═══ Excerpted data

PR #2389, opened 2022-08-12
Delete some deadcode

ValarDragon:

Driveby deadcode elimination, that I separated out from another PR to not distract there.


czarcas7ic (approved):
ACK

══════

Reproduce each line from the records that contains the word "deadcode".

Delete some deadcode
Driveby deadcode elimination, that I separated out from another PR to not distract there.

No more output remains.